On oublie souvent que le général de Gaulle n'est pas né général. Son parcours n'en est que plus remarquable quand on constate que parti de chez lui il est arrivé là où l'Histoire la placé. Au départ, Charles que ses copains de bistrot appelaient familièrement Charlot, n'avait pas de dons particuliers si ce n'est qu'il tenait bien la chopine. Dans son milieu c'était un atout certain mais cela ne lui ouvrait pas de portes vers un avenir radieux.
A Lille sa ville natale, il avait son QG au Café des Sports où il passait ses journées, allant du comptoir au billard, un verre dans une main, da pipe dans l'autre. A l'époque il fumait la pipe par économie, récupérant des mégots qu'il évidait dans le fourneau. Le temps semblait long tout comme sa silhouette qui s'élevait dans les airs comme un signe précurseur. Un jour de pluie gris et froid, l'ennui devenant insupportable, Charles se risqua dans l'arrière salle du café où des retraités passaient le temps à jouer à la belotte et dépenser leurs pensions en canons ou bocks de bière.

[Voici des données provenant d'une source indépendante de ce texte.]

PR #5456, opened 2025-11-02
proc_mux: use assignment action locations for mux src

widlarizer:
Synthesis users often aim try to reduce the FPGA resource usage or chip area by tracking down what in their designs is causing cells to be emitted by looking at the src attributes Yosys emits. Prior to this PR, the multiplexers created by `proc_mux` to select the correct values from cases of Verilog switches would be labeled with the source range of the entire switch together with the source range of the entire case (see Note 1). After this PR, the src attribute for such a multiplexer covers exactly the assignments that it implements.

To do this, I'm introducing "RTLIL" state that can't be roundtripped through textual RTLIL, specifically, the `Const src` field of the new `struct SyncAction`. Generally the `proc` passes are considered inseparable from `read_verilog`, `proc` converts `Process`es into cells. I don't believe there is a use case where a user would like to print out RTLIL with processes in it and actually do anything with it. OpenROAD flow scripts does write out canonical pre-synthesis RTLIL but running proc ahead of this seems to be a valid change (see Note 2). If it's attempted, the RTLIL backend has a warning that action sources will be lost. When they are lost, the case src range is used, which I consider still an upgade over the current state of things. I'm also open to alternative approaches.

Before undrafting:

- [x] Fix verific
- [x] Evaluate performance impact and improve if needed
- [x] Write notes about how `proc_mux` works

Note 1: Also the latter of which was referring only to the end of the case. For example, the `$pmux` at `module tiny2` from the included `tests/proc/proc_mux_src.v`.
Note 2: See https://github.com/The-OpenROAD-Project/OpenROAD-flow-scripts/blob/b2918bafbddf77a231fdd5c530cf9d72c1737199/flow/scripts/synth_canonicalize.tcl which refers to https://github.com/The-OpenROAD-Project/OpenROAD-flow-scripts/blob/b2918bafbddf77a231fdd5c530cf9d72c1737199/flow/scripts/synth_preamble.tcl

### DIFF
--- a/passes/proc/proc_dff.cc
+++ b/passes/proc/proc_dff.cc
@@ -157,6 +157,20 @@ void gen_dff(RTLIL::Module *mod, RTLIL::SigSpec sig_in, RTLIL::Const val_rst, RT
 	log(".\n");
 }
 
+
+template <typename T>
+static void error_at_src(const RTLIL::Const* src, T msg) {
+	if (!src || src->empty()) {
+		log_error("%s\n", msg);
+	} else {
+		log_error("%s: %s\n", src->decode_string(), msg);
+	}
+}
+template <typename T>
+static void error_at_proc(const RTLIL::Process* proc, T msg) {
+	error_at_src(proc->attributes.count(ID::src) ? &proc->attributes.at(ID::src) : nullptr, msg);
+}
+
 void proc_dff(RTLIL::Module *mod, RTLIL::Process *proc, ConstEval &ce)
 {
 	while (1)
@@ -194,14 +208,15 @@ void proc_dff(RTLIL::Module *mod, RTLIL::Process *proc, ConstEval &ce)
 				async_rules.emplace_back(rstval, sync);
 			}
 			else if (sync->type == RTLIL::SyncType::STp || sync->type == RTLIL::SyncType::STn) {
-				if (sync_edge != NULL && sync_edge != sync)
-					log_error("Multiple edge sensitive events found for this signal!\n");
+				if (sync_edge != NULL && sync_edge != sync) {
+					error_at_src(&action.src, stringf("Multiple edge sensitive events found for signal %s", log_signal(sig)));
+				}
 				sig.replace(action.lhs, action.rhs, &insig);
 				sync_edge = sync;
 			}
 			else if (sync->type == RTLIL::SyncType::STa) {
 				if (sync_always != NULL && sync_always != sync)
-					log_error("Multiple always events found for this signal!\n");
+					error_at_proc(proc, stringf("Multiple always events found for signal %s", log_signal(sig)));
 				sig.replace(action.lhs, action.rhs, &insig);
 				sync_always = sync;
 			}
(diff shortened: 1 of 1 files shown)


whitequark (changes requested):
> I don't believe there is a use case where a user would like to print out RTLIL with processes in it and actually do anything with it.

Amaranth emits RTLIL with processes in it and would emit fine-grained `src` attributes if it was available. This functionality should be preserved in textual RTLIL.

widlarizer:
Oh, I thought Amaranth was emitting flops to avoid `proc`. I don't want to give preferential treatment to Verilog frontends. This might be best exposed with textual RTLIL v2, which is a good opportunity to get other improvements in. I'll put up a Discourse thread when I gather my thoughts. Exposing this in textual makes sense as a followup but I won't push on this PR until we have some idea what that might even look like

whitequark:
> Oh, I thought Amaranth was emitting flops to avoid `proc`.

Amaranth still uses processes for decision trees (and there is no reasonable way of avoiding that; we are not going to implement `proc_mux` in Amaranth backend, that would be a preposterous violation of layering and also really inefficient). It does not use sync rules; it basically only uses `proc` for the equivalent of `always @*` blocks. (It makes use of the behavior where a process without `sync always` rules still generates an `always @*` equivalent logic.)

We run `proc -nomux -norom` in the Verilog backend because we want to make use of the Verilog backend behavior of serializing switches as-is.

passes/proc/proc_mux.cc
```diff
@@ -28,27 +28,46 @@
...
+ * Actions are assignments in cases of switches.
+ * Snippets are non-overlapping slices of signals on the left-hand side
+ * of actions. For example, if you have these two actions for r[7:0]:
+ *   r = a; r[1:2] = 2'b0;
+ * you will arrive at three snippets:
+ *   r[0], r[2:1], r[7:3]
+ * For each snippet, multiplexers ($mux or $pmux) are emitted
+ * based on the full switch.
+ * $pmux are only emitted when legal based on whether the cases can be
+ * evaluated in parallel. Bad HDLs allow users to build cases that can't.
```
whitequark: I don't think there's anything bad about having to build a priority matcher (at least assuming you mean "evaluated in parallel" here in the same sense as `(*parallel_case*)`. Indeed, how else would you naturally express a priority matching construct if not with a ladder-shaped switch?

widlarizer: Yes, my bone to pick is that it's too easy to build them by accident. I'll just leave this out

widlarizer:
I'm happy with the PR's current scope, but before it hits main, there's more to be worked out. I have retargeted this PR into a larger feature branch that I'll be working on top of to improve the handling of source locations across Yosys. This will require fairly drastic changes that don't make sense to review all at once. The topic of this PR is a part of the motivation for those

docs/source/using_yosys/more_scripting/interactive_investigation.rst
```diff
@@ -300,7 +300,7 @@ example, calling :yoscrypt:`dump $2` after the :yoscrypt:`cd example` above:
 
 .. literalinclude:: /code_examples/show/example.out
    :language: RTLIL
-   :start-after: yosys [example]> dump
+   :start-after: Warning: Module example contains processes. Case action sources attributes will be lost.
```
KrystalDelusion, line 303: I haven't looked into the code beyond a very cursory glance to see where this warning is produced, but "Case action sources attributes" feels like a mouthful and maybe bad grammar? Specifically the "sources attributes"

widlarizer:
The PR is targeting a feature branch, we will figure out textual RTLIL representation for the added source locations at a later stage, when we have twine-based "fused locations", since that will also extend the textual RTLIL format
[sc-267]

La vie offre de ces hasards dont on se souvient plus tard avec un étonnement émerveillé. Une table de trois joueurs se désespérait d'en trouver un quatrième, « Hé ! Charlot, tu viens taper le carton avec nous ? ». Après avoir hésité un instant, Charles posa sa grande carcasse sur la chaise offerte, se fit servir une petite mousse et expliquer les grandes lignes du règlement. A partir de ce jour Charles ne quitta plus la table de jeu et devint le meilleur stratège du quartier.
De longs mois passèrent ainsi, capots et dix de der s'enchaînaient les uns après les autres, au grand désespoir de ses adversaires qui rendaient les armes plus souvent qu'à leur tour. L'hiver et le printemps se succédèrent, jusqu'au matin du 18 juin où Charles se leva de sa chaise et sorti du Café des Sports en criant à la cantonade « Le devoir m'appelle ! ». La suite est mieux connue.